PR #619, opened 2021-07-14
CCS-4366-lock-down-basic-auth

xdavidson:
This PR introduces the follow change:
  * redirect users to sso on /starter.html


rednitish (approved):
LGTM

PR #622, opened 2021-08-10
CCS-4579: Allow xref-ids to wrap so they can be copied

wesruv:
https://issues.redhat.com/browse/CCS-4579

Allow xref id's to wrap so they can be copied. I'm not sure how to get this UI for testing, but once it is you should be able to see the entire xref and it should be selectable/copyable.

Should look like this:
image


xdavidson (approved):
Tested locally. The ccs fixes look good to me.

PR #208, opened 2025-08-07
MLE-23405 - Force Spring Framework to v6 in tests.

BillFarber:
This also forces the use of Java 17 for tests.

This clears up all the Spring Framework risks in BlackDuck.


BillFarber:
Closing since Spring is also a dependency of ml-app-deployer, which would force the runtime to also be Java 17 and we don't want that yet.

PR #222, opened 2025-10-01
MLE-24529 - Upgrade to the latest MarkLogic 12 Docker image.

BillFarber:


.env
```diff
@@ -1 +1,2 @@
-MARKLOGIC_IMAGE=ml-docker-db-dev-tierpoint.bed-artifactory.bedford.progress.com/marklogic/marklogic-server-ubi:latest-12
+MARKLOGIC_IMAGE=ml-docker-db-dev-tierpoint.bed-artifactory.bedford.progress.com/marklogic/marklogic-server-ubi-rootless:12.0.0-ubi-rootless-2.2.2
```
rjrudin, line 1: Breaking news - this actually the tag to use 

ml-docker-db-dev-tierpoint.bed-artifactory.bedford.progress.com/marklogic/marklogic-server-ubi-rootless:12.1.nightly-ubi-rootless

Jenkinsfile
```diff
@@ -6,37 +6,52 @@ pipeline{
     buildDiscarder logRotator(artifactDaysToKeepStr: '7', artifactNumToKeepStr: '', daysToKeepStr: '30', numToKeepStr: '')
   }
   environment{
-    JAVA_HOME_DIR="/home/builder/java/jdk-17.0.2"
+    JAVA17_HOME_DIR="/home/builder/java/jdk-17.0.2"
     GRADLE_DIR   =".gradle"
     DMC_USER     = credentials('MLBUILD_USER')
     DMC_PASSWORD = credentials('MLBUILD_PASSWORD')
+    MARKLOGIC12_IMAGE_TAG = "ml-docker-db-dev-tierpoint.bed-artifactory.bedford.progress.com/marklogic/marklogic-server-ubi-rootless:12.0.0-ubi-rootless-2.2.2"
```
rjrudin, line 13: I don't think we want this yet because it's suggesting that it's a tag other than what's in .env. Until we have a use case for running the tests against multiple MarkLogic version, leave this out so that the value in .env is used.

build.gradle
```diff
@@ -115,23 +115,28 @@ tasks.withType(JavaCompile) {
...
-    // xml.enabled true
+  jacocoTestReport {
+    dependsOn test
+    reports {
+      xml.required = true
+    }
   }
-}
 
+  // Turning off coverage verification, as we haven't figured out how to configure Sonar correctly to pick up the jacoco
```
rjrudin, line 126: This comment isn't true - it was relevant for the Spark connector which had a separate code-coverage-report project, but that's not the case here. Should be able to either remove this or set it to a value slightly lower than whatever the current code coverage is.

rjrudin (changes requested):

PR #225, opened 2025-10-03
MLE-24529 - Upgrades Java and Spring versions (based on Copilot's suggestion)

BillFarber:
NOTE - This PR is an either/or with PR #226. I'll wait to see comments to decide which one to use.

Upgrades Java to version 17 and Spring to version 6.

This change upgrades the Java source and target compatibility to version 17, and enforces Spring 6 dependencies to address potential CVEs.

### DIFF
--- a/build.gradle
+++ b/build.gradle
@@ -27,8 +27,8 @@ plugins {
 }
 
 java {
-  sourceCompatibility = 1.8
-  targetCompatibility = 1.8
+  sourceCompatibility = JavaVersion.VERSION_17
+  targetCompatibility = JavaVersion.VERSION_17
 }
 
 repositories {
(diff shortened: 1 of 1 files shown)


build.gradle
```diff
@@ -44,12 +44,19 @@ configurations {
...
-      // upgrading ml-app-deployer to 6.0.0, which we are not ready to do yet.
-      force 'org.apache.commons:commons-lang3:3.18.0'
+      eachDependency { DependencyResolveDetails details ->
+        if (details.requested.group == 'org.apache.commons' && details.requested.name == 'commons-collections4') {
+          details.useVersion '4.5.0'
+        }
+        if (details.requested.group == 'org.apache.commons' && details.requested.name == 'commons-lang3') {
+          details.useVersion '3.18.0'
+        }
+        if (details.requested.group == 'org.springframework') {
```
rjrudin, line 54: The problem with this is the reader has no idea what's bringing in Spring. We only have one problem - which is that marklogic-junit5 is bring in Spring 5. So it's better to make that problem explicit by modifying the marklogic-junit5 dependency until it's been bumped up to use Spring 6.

• TASK DIRECTIONS
Print each entry exactly as it was written.

• ANSWER TO THIS EXERCISE
PR #619, opened 2021-07-14
CCS-4366-lock-down-basic-auth

xdavidson:
This PR introduces the follow change:
  * redirect users to sso on /starter.html


rednitish (approved):
LGTM

PR #622, opened 2021-08-10
CCS-4579: Allow xref-ids to wrap so they can be copied

wesruv:
https://issues.redhat.com/browse/CCS-4579

Allow xref id's to wrap so they can be copied. I'm not sure how to get this UI for testing, but once it is you should be able to see the entire xref and it should be selectable/copyable.

Should look like this:
image


xdavidson (approved):
Tested locally. The ccs fixes look good to me.

PR #208, opened 2025-08-07
MLE-23405 - Force Spring Framework to v6 in tests.

BillFarber:
This also forces the use of Java 17 for tests.

This clears up all the Spring Framework risks in BlackDuck.


BillFarber:
Closing since Spring is also a dependency of ml-app-deployer, which would force the runtime to also be Java 17 and we don't want that yet.

PR #222, opened 2025-10-01
MLE-24529 - Upgrade to the latest MarkLogic 12 Docker image.

BillFarber:


.env
```diff
@@ -1 +1,2 @@
-MARKLOGIC_IMAGE=ml-docker-db-dev-tierpoint.bed-artifactory.bedford.progress.com/marklogic/marklogic-server-ubi:latest-12
+MARKLOGIC_IMAGE=ml-docker-db-dev-tierpoint.bed-artifactory.bedford.progress.com/marklogic/marklogic-server-ubi-rootless:12.0.0-ubi-rootless-2.2.2
```
rjrudin, line 1: Breaking news - this actually the tag to use 

ml-docker-db-dev-tierpoint.bed-artifactory.bedford.progress.com/marklogic/marklogic-server-ubi-rootless:12.1.nightly-ubi-rootless

Jenkinsfile
```diff
@@ -6,37 +6,52 @@ pipeline{
     buildDiscarder logRotator(artifactDaysToKeepStr: '7', artifactNumToKeepStr: '', daysToKeepStr: '30', numToKeepStr: '')
   }
   environment{
-    JAVA_HOME_DIR="/home/builder/java/jdk-17.0.2"
+    JAVA17_HOME_DIR="/home/builder/java/jdk-17.0.2"
     GRADLE_DIR   =".gradle"
     DMC_USER     = credentials('MLBUILD_USER')
     DMC_PASSWORD = credentials('MLBUILD_PASSWORD')
+    MARKLOGIC12_IMAGE_TAG = "ml-docker-db-dev-tierpoint.bed-artifactory.bedford.progress.com/marklogic/marklogic-server-ubi-rootless:12.0.0-ubi-rootless-2.2.2"
```
rjrudin, line 13: I don't think we want this yet because it's suggesting that it's a tag other than what's in .env. Until we have a use case for running the tests against multiple MarkLogic version, leave this out so that the value in .env is used.

build.gradle
```diff
@@ -115,23 +115,28 @@ tasks.withType(JavaCompile) {
...
-    // xml.enabled true
+  jacocoTestReport {
+    dependsOn test
+    reports {
+      xml.required = true
+    }
   }
-}
 
+  // Turning off coverage verification, as we haven't figured out how to configure Sonar correctly to pick up the jacoco
```
rjrudin, line 126: This comment isn't true - it was relevant for the Spark connector which had a separate code-coverage-report project, but that's not the case here. Should be able to either remove this or set it to a value slightly lower than whatever the current code coverage is.

rjrudin (changes requested):

PR #225, opened 2025-10-03
MLE-24529 - Upgrades Java and Spring versions (based on Copilot's suggestion)

BillFarber:
NOTE - This PR is an either/or with PR #226. I'll wait to see comments to decide which one to use.

Upgrades Java to version 17 and Spring to version 6.

This change upgrades the Java source and target compatibility to version 17, and enforces Spring 6 dependencies to address potential CVEs.

### DIFF
--- a/build.gradle
+++ b/build.gradle
@@ -27,8 +27,8 @@ plugins {
 }
 
 java {
-  sourceCompatibility = 1.8
-  targetCompatibility = 1.8
+  sourceCompatibility = JavaVersion.VERSION_17
+  targetCompatibility = JavaVersion.VERSION_17
 }
 
 repositories {
(diff shortened: 1 of 1 files shown)


build.gradle
```diff
@@ -44,12 +44,19 @@ configurations {
...
-      // upgrading ml-app-deployer to 6.0.0, which we are not ready to do yet.
-      force 'org.apache.commons:commons-lang3:3.18.0'
+      eachDependency { DependencyResolveDetails details ->
+        if (details.requested.group == 'org.apache.commons' && details.requested.name == 'commons-collections4') {
+          details.useVersion '4.5.0'
+        }
+        if (details.requested.group == 'org.apache.commons' && details.requested.name == 'commons-lang3') {
+          details.useVersion '3.18.0'
+        }
+        if (details.requested.group == 'org.springframework') {
```
rjrudin, line 54: The problem with this is the reader has no idea what's bringing in Spring. We only have one problem - which is that marklogic-junit5 is bring in Spring 5. So it's better to make that problem explicit by modifying the marklogic-junit5 dependency until it's been bumped up to use Spring 6.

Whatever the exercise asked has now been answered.